Dancing about Architecture
The title’s origin is obscure, but its immediate source is a weblog entry and ensuing comments: “Writing about music is like dancing about architecture.”
A related quote:
“At the still point, there the dance is.”
— T. S. Eliot, “Burnt Norton” in Four Quartets
“Eliot by his own admission took ‘the still point of the turning world’ in ‘Burnt Norton’ from the Fool in Williams’s The Greater Trumps.”
— Humphrey Carpenter, The Inklings (1978), Ballantine Books, 1981, page 106. Carpenter cites an “unpublished journal of Mary Trevelyan (in possession of the author).”

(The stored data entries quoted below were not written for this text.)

PR #46006, opened 2018-02-13
Remove obsolete unicode handling in pkg.info_installed

dincamihai:
### What does this PR do?

Removes obsolete unicode encode/decode handling

### Tests written?

No

### Commits signed with GPG?

No

### DIFF
--- a/salt/modules/zypper.py
+++ b/salt/modules/zypper.py
@@ -482,15 +482,6 @@ def info_installed(*names, **kwargs):
         t_nfo = dict()
         # Translate dpkg-specific keys to a common structure
         for key, value in six.iteritems(pkg_nfo):
-            if isinstance(value, six.string_types):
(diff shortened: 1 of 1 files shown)


dincamihai:
It seems that this might break something in zypper module. I have to investigate more.

rallytime:
@dincamihai Since you're still working on this PR, can I move the base branch here to `oxygen` instead of `oxygen.rc1`? We're getting close to moving away from the codenamed branch to a versioned branch and I don't consider this PR a blocker for the RC.

dincamihai:
@rallytime sorry for the late reply. i've changed the base and i have removed the WIP.
the change seem to be ok according to our tests.

rallytime:
@dincamihai Ok, thanks. Let's see how this run goes. :)

terminalmage (approved):

rallytime (approved):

The following was written this morning as a comment on a weblog entry, but may stand on its own as a partial description of Eliot’s and Williams’s “dance.”
Three sermons on the Fool card, each related to Charles Williams’s novel The Greater Trumps:
To Play the Fool,
Games “Not Unlike Chesse,” and
Charles Williams and Inklings Links.
“Here is the Church,
Here is the steeple,
Open the door and see all the People.”
For some architecture that may or may not be worth dancing about, see the illustrations to Simone Weil’s remarks in my note of November 25, 2002, “The Artist’s Signature.”